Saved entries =
*** Begin section ***

PR #2094, opened 2025-09-09
Update creative chest recipe to reflect new content & items

Xefyr0:


WithersChat:
As I said, could use a final rework later down the line but this is infinitely better than what we got now so it's good for me.

PR #2110, opened 2025-09-13
Make TES not consume infinity ingots like Joey Chestnut

Apoptosis847639:
It does this by
A) Reducing the amount of infinity dust the recipe consumes by 1/3, 3 tiny dust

*** End section ***

WORK TASK =
Could you write out all the entries exactly as given?

RESPONSE =
PR #2094, opened 2025-09-09
Update creative chest recipe to reflect new content & items

Xefyr0:


WithersChat:
As I said, could use a final rework later down the line but this is infinitely better than what we got now so it's good for me.

PR #2110, opened 2025-09-13
Make TES not consume infinity ingots like Joey Chestnut

Apoptosis847639:
It does this by
A) Reducing the amount of infinity dust the recipe consumes by 1/3, 3 tiny dust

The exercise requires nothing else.